Brown Bears appear in many color variations ranging from light brown or blonde to dark brown or almost black. The tips of the longer guard hairs may often be lighter. While the brown bear resembles its close relative, the black bear (Ursus americanus) is larger and has a more prominent shoulder hump, smaller ears, and longer, straighter claws. These physical characteristics should be used to distinguish the brown bear from the black bear because both species vary in color.
Polar Bears (Ursus maritimus)
The polar bear is native to Alaska’s Arctic coast and ice pack. They travel great distances, roaming the ice during the dark winter and hunting for food. Their thick fat (up to four inches on the rump) and fur insulate it against the severe cold, and their fine fur, which appears white or cream-colored, camouflages it from its prey. The bear’s short tail and small ears help reduce heat loss, and the narrow head and long, tapered body streamline it for swimming. The polar bear has adapted live on land and the ocean and is considered a semi-aquatic marine mammal. Polar bears depend mainly upon fat-rich seals for food, which it hunts from the pack ice. It has uniquely adapted to sea, land, and ice life.

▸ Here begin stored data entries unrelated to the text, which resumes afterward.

PR #15, opened 2023-06-07
First iteration of dashboard (mock)

m-rosario:
Replaces the old Home screen with a prototype of the new dashboard/home page with very basic styling and almost no functionality. Adds several widgets and styling decisions that can be reused in other parts of the application in order to maintain consistency. Specially important are the constants introduced, which encapsulate themes, styles, dimensions, and other design choices.


lib/utilities/reminder_banner.dart
```diff
@@ -0,0 +1,41 @@
...
+
+class ReminderBanner {
+  static void showReminderBanner(
+      BuildContext context, Icon? icon, String text, Function() onOpenPressed) {
+    ScaffoldMessenger.of(context).showMaterialBanner(
+      MaterialBanner(
+        padding: const EdgeInsets.all(16),
+        content: Text(text),
+        leading: icon,
+        backgroundColor: Colors.white70,
```
LucasMagnum, line 13: Totally optional: what do you think about abstracting the colors in a Theme object? Then we can easily changed that later on without having to change in the widget.

m-rosario: Yes absolutely! Using an App level Theme will make a lot of these declarations simpler. At this stage I am just quickly putting stuff together to see what works and what doesn't. Once we see the patterns in colors and styles they should be abstracted into constants / themes. I can take care of doing this next

LucasMagnum (approved):

PR #16, opened 2023-06-08
Create navigation bar and replace some navigator logic with go_router logic

ashlilili:
1. Created widget navigation_bar
2. Created file test_main, as the entry point of the testing app under development 
3. Disabled widgetbook enabled go router in package specs
4. Replaced signin screen navigator with router


lib/test_main.dart
```diff
@@ -0,0 +1,166 @@
...
+    return userProvider.queryUser(
+      onLoading: () {
+        return const LoadingScreen();
+      },
+      onError: (error) {
+        return const SignInScreen();
+      },
+      onData: (data) {
+        WidgetsBinding.instance.addPostFrameCallback((_) {
+          GoRouter.of(context).go('/home');
```
jupblb, line 100: We can use `context.go('/home')`

lib/widgets/atoms/navigation_bar.dart
```diff
@@ -0,0 +1,99 @@
+import 'package:flutter/material.dart';
+import 'package:go_router/go_router.dart';
+
+class CustomizedBottomNavigationBar extends StatefulWidget {
```
jupblb, line 4: Since this widget defines a `Scaffold` (along with e.g. top app bar) I'd consider renaming it to somethign else. Like `CustomizedScaffold` or `AppWrapper`.

lib/widgets/atoms/navigation_bar.dart
```diff
@@ -0,0 +1,99 @@
...
+  const CustomizedBottomNavigationBar({Key? key, required this.child})
```
jupblb, line 5: We should write constructor in a way that uses `super.key`. This can be replaced with: `const CustomizedBottomNavigationBar({super.key, required this.child});`

lib/widgets/atoms/navigation_bar.dart
```diff
@@ -0,0 +1,99 @@
...
+      return 0;
+    }
+    return 0;
+  }
+
+  @override
+  Widget build(BuildContext context) {
+    return Scaffold(
+      appBar: AppBar(
+          backgroundColor: const Color.fromARGB(255, 255, 255, 255),
```
jupblb, line 58: You may use `Colors.white` here.

jupblb (changes requested):
Regarding https://github.com/micromentor-team/mm-flutter-app/pull/16/commits/3075695671a629553708710605d0c6056a0f3db5 this should be definitely done. I wonder if it shouldn't be in another PR but I'll leave this decision with you. Either way @jonahtwalker should be notified about it.

As this is the code that we want to work with in the future I'd rename current `main.dart` to `main.old.dart` (or sth like that) and rename `test_main.dart` from this PR to `main.dart`.

Absolutely awesome job with both writing entire `router` definition and building `CustomizedBottomNavigationBar`. I do believe atm we can drop the micromentor logo on top (this does not match the design views).

We will also want to avoid having a `Scaffold` inside another `Scaffold` but this is out of scope for this PR. I do believe having it defined only at `CustomizedBottomNavigationBar` is the way to go.

I left a few other notes in the code diff, mostly nitpicks.

lib/widgets/atoms/navigation_bar.dart
ashlilili: Done!

lib/widgets/atoms/navigation_bar.dart
ashlilili: Done!

lib/widgets/atoms/navigation_bar.dart
ashlilili: Makes sense, changed to AppWrapper

lib/test_main.dart
ashlilili: Done! Thanks a lot for the review!

jupblb:
I still believe we don't need the MicroMentor image at the top of the page but otherwise LGTM

ashlilili:
> I still believe we don't need the MicroMentor image at the top of the page but otherwise LGTM

Oh sorry I forgot to reply here, I included it bc its in the UX design but we can change it later

PR #19, opened 2023-06-13
Added an analysis on design patterns

shadowbrush:
This is a single markdown document discussing the choice of a design pattern.


LucasMagnum:
I do personally like the feature centred architecture. Even though I understand the benefits of granular components (atoms), it feels like an over specialisation for me (YAGNI). 

I vote for using the Feature-Based architecture, I'd consider evaluating the atomic design later on in the project (perhaps after the fellowship).

LucasMagnum (approved):

jupblb:
I agree with Lucas. At this moment we should maximize our initial velocity of developing the product. This can be refactored later.

andersan:
Feature based pattern looks good to me.

What are the implications for a design kit? I had imagined that `atoms` would contain things like different kinds of buttons, a date dropdown, filterable multiselect input, and other low-level components that will be used across the entire app. For now, adding these to the relevant feature is good. Most of them will probably only be used in one feature (e.g. onboarding and editing a profile for inputs). Later, maybe we will have a `shared` folder at the feature level (same as `feature_1`, `feature_2`, etc.).

I'm also not great at Flutter, so maybe I'm missing that such low-level widgets are not necessary. Can we just stick to using Material widgets, or will we need many customized low-level widgets? 

feel free to ignore if this seems to be a distraction from the goal of this PR

shadowbrush:
I added your comments and the poll. This can be merged after it was reviewed.

LucasMagnum (approved):

PR #20, opened 2023-06-13
Use context.push  to enable back button navigation

LucasMagnum:
When using context.go in the BottomNavigationBar it will close the app if you try to press the back button because there is nothing to "pop". Using context.push will push the routes into the navigation stack and when pressing the back button it pop the most recent route instead of closing the app.


LucasMagnum:
> Makes sense. LGTM.
> 
> One thing to check: if a view is pushed on stack does it mean that the previous view is kept in the rendering buffer? Let me give an example. Suppose two screens, A and B, depend on the same `Provider provider`. I move from screen A to screen B using `push`. If `provider`'s state changes, does it mean that both screen A and B will be rerendered? My intuition says "no, only B will be rerendered" but I remember having some flaky experience with that. If my memory is correct then we should ask the Flutter team about that.

Valid point. I am not sure how smart flutter is when it comes to the rendering state. As we will need review the state management soon, I will merge this PR and we can double check it later.

PR #22, opened 2023-06-13
Add explore view

jupblb:
This is a draft of "Explore" view. Things missing at this moment:
* Filtering (search phrase works)
* Quick match
* Entrepreneurs view

We may consider merging this as is and add tickets for missing functionality.

Additional questions/notes to the UX:
1. The quick match button is at awkward position. It is not affected by search or filtering.
2. What should the entrepreneurs view look like? Can we have a wireframe for that?
3. What should a user list item look like? What should be visible before and after expanding (tapping it)? For now I'm reusing `Users` widget in this PR.
4. The search mechanism forces refresh after every character. This is very resource consuming, especially w. r. t. network usage. We should have a button confirmation instead.
5. "Find a mentor" label does not make sense being in the middle of the view. The entire view is about finding a mentor.

I'd personally recommend removing "Find a mentor" rectangle and having two buttons next to a search box: "Search" and "Quick match" ("I feel lucky" 😄).

Additional questions to the backend team:
1. Does the backend support filters for querying user list?
2. How does handling of entrepreneurs work? What is a difference between a mentor and entrepreneur? Does it support the same operations (filtering, search, etc.)?

@LucasMagnum @shadowbrush

### DIFF
--- a/lib/l10n/app_en.arb
+++ b/lib/l10n/app_en.arb
@@ -3,5 +3,14 @@
     "navExploreText": "Explore",
     "navJourneyText": "Journey",
     "navInboxText": "Inbox",
-    "navProfileText": "Profile"
+    "navProfileText": "Profile",
+    "mentors": "Mentors",
+    "entrepeneurs": "Entrepeneurs",
+    "india": "India",
+    "marketing": "Marketing",
+    "online": "Online",
+    "filters": "Show filters",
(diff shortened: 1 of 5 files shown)


jupblb:
I'll merge it as is. Let's wait for wireframes before making more changes.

Scientists now believe that the projected decreases in the polar sea ice due to global warming will have a significant negative impact or even lead to the extinction of this species within this century. The population of just between 20,000-25,000 polar bears has been shrinking. While there are some 18 distinct polar bear populations, Alaska’s southern Beaufort Sea population plummeted from 1500 animals in 2001 to 900 in 2010 (Ecological Applications Journal). The United States Geological Survey estimates that the polar bear population will shrink to 1/3 of its size by 2050. These population reductions are mainly due to melting sea ice, limiting access to the polar bear’s primary food source.
American Black Bear (Ursus americanus)
Black bears occur over most of the forested areas of Alaska, except in some places in the southeast where islands are inhabited only by brown bears. Black bears are often associated with forests but may be found from sea level to higher alpine areas. They hibernate during winter and may build dens in tree cavities, caves, and shallow depressions. Black bears are the smallest of the North American bears, and males are more significant than females. Black bears are opportunistic eaters, but most of their diet consists of plants, berries, and insects, in addition to mammals, carrion, and fish. They have many different color phases ranging from black, brown, cinnamon, blue-black, and sometimes near white, although rare.